Originally Posted by *pranamama* 
Was your ex violent with you or does he have anger problems? I ask because my ex was and he modeled that bad behavior for my dd. I did call the police, and think it is a start, it does send the message that it is intolerable to engage in domestic violence.

sorry I missed this.

No, my ex was not even remotely violent. We were on different paths in life but we have always generally gotten along. The only violence I encountered was as a child and never since.

DS has had emotional issues but the violent outbursts are fairly recent and increasing in intensity. So far, he has not attempted to hurt a person but obviously that will happen if this is not addressed.


----------



## Ruthla (Jun 2, 2004)

I'm glad to hear you're getting him help.


----------



## Shenjall (Sep 14, 2002)

Stinkerbelle, your plan of action is awesome!









You're doing a great job! I'll be thinking of you.







Let us know how the appt goes.


----------



## BelovedK (Jun 7, 2005)

yes, keep us posted


----------



## Stinkerbell (Aug 11, 2005)

thanks again, everyone. Really. I needed to know we CAN get through this and we are not all alone. It's hard because I dont feel I can tell anyone in my family, so no one really knows.

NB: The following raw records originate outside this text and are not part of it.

PR #718, opened 2023-05-03
Replace sentry/sdk by sentry/sentry 3.17

nicolas-grekas:
Same as #693, but updated to 3.17 thanks to https://github.com/getsentry/sentry-php/pull/1504


cleptric:
Holding off on this for the moment. We don't need to fix what is not broken.
We'll revisit this in the next major of the base SDK.

nicolas-grekas:
The thing that is "broken" is sentry/sdk, which forces a specific client implementation, whereas php-http/discovery already does the job. It's super weird that even the recommended solution is to "replace" the SDK.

he called a little while ago and was his usual self and said, "I love you" which he always does when hanging up the phone. So I feel better hearing my baby in the voice again. I'll update as things happen.

THank you!!!


----------



## slvsquared (May 3, 2007)

Having a plan always helps...its great that you're taking the first step and developing one.

Best of luck!

Sandi


----------



## Stinkerbell (Aug 11, 2005)

UPDATE:

He's home. He's very confused...says his father and stepmom have been telling him for a long time that I have tried to keep him from them (which is 100% false and actually the opposite of the truth, but I dont want to get into that with him) and he doesn't know who to believe and feels caught. We've never, ever badmouthed his father but if he feels there is an anymosity, I cant convince him otherwise.

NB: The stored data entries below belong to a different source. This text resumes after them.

PR #720, opened 2023-05-11
Improve logging of the user when he logged in programmatically

### LINKED ISSUE #706: User is not set when logged in programatically
Currently the user data is set via https://github.com/getsentry/sentry-symfony/blob/bcdbd3d13376473a514c0ec97566b0c7cdc5a1fc/src/EventListener/RequestListener.php#L66-L75

However, this means that programmatic logins do not add the user data to the event. Instead, an authentication listener should be used so that anywhere a user is logged in, the data is added to the span.

ste93cry:
Fixes #706. I had no time to test it on a real project, so please do it if you can before merging 🙏

### DIFF
--- a/composer.json
+++ b/composer.json
@@ -37,7 +37,8 @@
         "symfony/http-kernel": "^4.4.20||^5.0.11||^6.0",
         "symfony/polyfill-php80": "^1.22",
         "symfony/psr-http-message-bridge": "^1.2||^2.0",
-        "symfony/security-core": "^4.4.20||^5.0.11||^6.0"
+        "symfony/security-core": "^4.4.20||^5.0.11||^6.0",
+        "symfony/security-http": "^4.4.20||^5.0.11||^6.0"
     },
     "require-dev": {
         "doctrine/dbal": "^2.13||^3.0",
@@ -61,7 +62,6 @@
         "symfony/monolog-bundle": "^3.4",
         "symfony/phpunit-bridge": "^5.2.6||^6.0",
         "symfony/process": "^4.4.20||^5.0.11||^6.0",
-        "symfony/security-http": "^4.4.20||^5.0.11||^6.0",
         "symfony/twig-bundle": "^4.4.20||^5.0.11||^6.0",
         "symfony/yaml": "^4.4.20||^5.0.11||^6.0",
         "vimeo/psalm": "^4.3"
--- a/composer.json
+++ b/composer.json
@@ -61,6 +61,7 @@
         "symfony/monolog-bundle": "^3.4",
         "symfony/phpunit-bridge": "^5.2.6||^6.0",
         "symfony/process": "^4.4.20||^5.0.11||^6.0",
+        "symfony/security-http": "^4.4.20||^5.0.11||^6.0",
         "symfony/twig-bundle": "^4.4.20||^5.0.11||^6.0",
         "symfony/yaml": "^4.4.20||^5.0.11||^6.0",
         "vimeo/psalm": "^4.3"
--- a/src/EventListener/LoginListener.php
+++ b/src/EventListener/LoginListener.php
@@ -47,10 +47,6 @@ final class LoginListener
      */
     public function handleAuthenticationSuccessEvent(AuthenticationSuccessEvent $event): void
     {
-        if (class_exists(LoginSuccessEvent::class)) {
-            return;
-        }
-
         $this->updateUserContext($event->getAuthenticationToken());
     }
 
--- a/src/EventListener/LoginListener.php
+++ b/src/EventListener/LoginListener.php
@@ -1,0 +1,129 @@
+<?php
+
+declare(strict_types=1);
+
+namespace Sentry\SentryBundle\EventListener;
+
+use Sentry\State\HubInterface;
+use Sentry\State\Scope;
+use Sentry\UserDataBag;
+use Symfony\Component\Security\Core\Authentication\Token\SwitchUserToken;
+use Symfony\Component\Security\Core\Authentication\Token\TokenInterface;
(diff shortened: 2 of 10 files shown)


src/EventListener/LoginListener.php
```diff
@@ -0,0 +1,129 @@
...
+
+    /**
+     * This method is called when an authentication provider authenticates the
+     * user. It is the event closest to {@see LoginSuccessEvent} in versions of
+     * the framework where it doesn't exist.
+     */
+    public function handleAuthenticationSuccessEvent(AuthenticationSuccessEvent $event): void
+    {
+        if (class_exists(LoginSuccessEvent::class)) {
+            return;
```
Jean85, line 51: This line is uncovered. We need a test, or we don't need this check.

Jean85 (dismissed):
Overall a good PR, with a great set of complete and well described tests. Just a few nitpick.

composer.json
```diff
@@ -37,7 +37,8 @@
         "symfony/http-kernel": "^4.4.20||^5.0.11||^6.0",
         "symfony/polyfill-php80": "^1.22",
         "symfony/psr-http-message-bridge": "^1.2||^2.0",
-        "symfony/security-core": "^4.4.20||^5.0.11||^6.0"
+        "symfony/security-core": "^4.4.20||^5.0.11||^6.0",
+        "symfony/security-http": "^4.4.20||^5.0.11||^6.0"
```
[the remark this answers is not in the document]
ste93cry: I agree, definitely. However, making the code optional is a completely different topic that I don't want to tackle here. We need the `security-http` package mostly because of the event classes that are part of it IIRC.

src/EventListener/LoginListener.php
ste93cry: We can remove this check because the event listener is configured dinamically in the `AddLoginListenerTagPass` compiler pass. It was here more as a last-resort safety net rather than for necessity.

ste93cry:
@cleptric can I ask for your review on this?

cleptric:
Yep, can take a look tomorrow/next week.

cleptric (commented):
Do we need to listen to an additional event?

The user ID is only set on the scope during a request that contains credentials, all subsequent requests to a route guarded with `access_control` will only set the user's IP on the scope.

ste93cry:
I found out that the `RequestListener` listener was overwriting the entire user context set on the scope. Since the `LoginListener` probably ran earlier than that, it may have been the cause of seeing only the user IP address for all subsequent requests. I still have some doubts about the fact that we need to listen on the `kernel.request` event to gather the user data from the token storage though because I'm not sure that the `LoginSuccessEvent` event is dispatched on every request...

cleptric:
Both `LoginListener::handleLoginSuccessEvent` and `LoginListener::handleAuthenticationSuccessEvent` seem not to be called on each request. In my controller, `$this->security->getUser()` does return the logged-in user. The event sent to Sentry only contains the IP.

Screenshot 2023-07-25 at 22 12 35

ste93cry:
Do you mind sharing the `security.yaml` file you're using in your test project? In mine, I configured it like this and it seems to work fine:

```yaml
security:
    password_hashers:
        Symfony\Component\Security\Core\User\PasswordAuthenticatedUserInterface: 'plaintext'

    providers:
        users_in_memory:
            memory:
                users:
                    john: { password: 'doe', roles: ['ROLE_USER'] }
    firewalls:
        main:
            provider: users_in_memory
            http_basic:
                realm: Secured Area

    access_control:
        - { path: ^/, roles: ROLE_USER }
```

cleptric:
```yaml
security:
    # https://symfony.com/doc/current/security.html#registering-the-user-hashing-passwords
    password_hashers:
        Symfony\Component\Security\Core\User\PasswordAuthenticatedUserInterface: 'auto'
    # https://symfony.com/doc/current/security.html#loading-the-user-the-user-provider
    providers:
        # used to reload user from session & other features (e.g. switch_user)
        app_user_provider:
            entity:
                class: App\Entity\User
                property: email
    firewalls:
        dev:
            pattern: ^/(_(profiler|wdt)|css|images|js)/
            security: false
        main:
            lazy: true
            provider: app_user_provider

            form_login:
                # "app_login" is the name of the route created previously
                login_path: login
                check_path: login

            logout:
                path: logout
                # where to redirect after logout
                target: /

            # activate different ways to authenticate
            # https://symfony.com/doc/current/security.html#the-firewall

            # https://symfony.com/doc/current/security/impersonating_user.html
            # switch_user: true

    # Easy way to control access for large sections of your site
    # Note: Only the *first* access control that matches will be used
    access_control:
        - { path: ^/sentry, roles: ROLE_USER }

when@test:
    security:
        password_hashers:
            # By default, password hashers are resource intensive and take time. This is
            # important to generate secure password hashes. In tests however, secure hashes
            # are not important, waste resources and increase test times. The following
            # reduces the work factor to the lowest possible values.
            Symfony\Component\Security\Core\User\PasswordAuthenticatedUserInterface:
                algorithm: auto
                cost: 4 # Lowest possible value for bcrypt
                time_cost: 3 # Lowest possible value for argon
                memory_cost: 10 # Lowest possible value for argon
```

cleptric:
https://github.com/cleptric/symfony - Most logic is in the `SentryController`.

ste93cry:
I have no clue on why it was working in my test project, but indeed the framework does not dispatch the two login-related events for each request. I readded back a listener for the `request.kernel` event and it now works as expected.

cleptric:
Screenshot 2023-07-27 at 13 14 16

Looking good!

@Jean85 can you take another look, please?

cleptric (approved):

Anyway, we did have a very good night. Good talks, watched a movie together, he hung out with my husband.

I think he needs one, really strong victory to help feel better about himself. It seems to me that he feels damaged and out of control, based on things he said.

We're trying to work through it. I feel like Im flying blind. Im looking forward to getting into therapy.


----------



## Shenjall (Sep 14, 2002)

I'm glad you had a good nite.







I cherish them when they happen with my ds. (which isnt that often)

Take what he's saying about his dad/smom with a huge grain of salt. This may be his way of trying to deflect the issues he has onto someone/something else. Its very common. I would also bet he's comparing himself to his dad right now. And if you and his dad dont get along, what does that mean for him and you? (this is what went thru my ds head at one time, its possible its going thru your ds as well)

Is he aware about going back into therapy? If he is, thats his major victory right there - going for help. Its a very hard thing to do.

Flying blind - no kidding. Wheres the pamphlet that tells you, "if your child has some issues, do the following, A: drink alot B:"

Hang in there.


----------



## Alenushka (Jul 27, 2002)

It really sounds like bipolar disorder.
I have to say...I thought that people putting their kid on psych meds were mainly lazy ADHD over diagnosis etc). But I know I am so different. ABilify change my son's life and ours.
It does not make mood swing and anger dissapper completely, but it give my son that extra time gap to stop oubursts


----------



## Shenjall (Sep 14, 2002)

Thinking of you...
How did the appt go? (only if you want to answer







)


----------



## Jenlaana (Oct 28, 2005)

I just read your thread and it breaks my heart. I've never read this scenario from the parent's point of view. I was, you see, the angry hurt and confused teenager. It brings up a lot of stuff just thinking about your poor DS. Its obvious to me that you want whats best for him, but it may not be to him. Atleast, not when he's upset. I know that I felt my parents were against me, and they did not understand. I remember picking up the extention in my house and hearing my father talk to the psychiatrist on the phone about having me committed against my will (again) and feeling such betrayal.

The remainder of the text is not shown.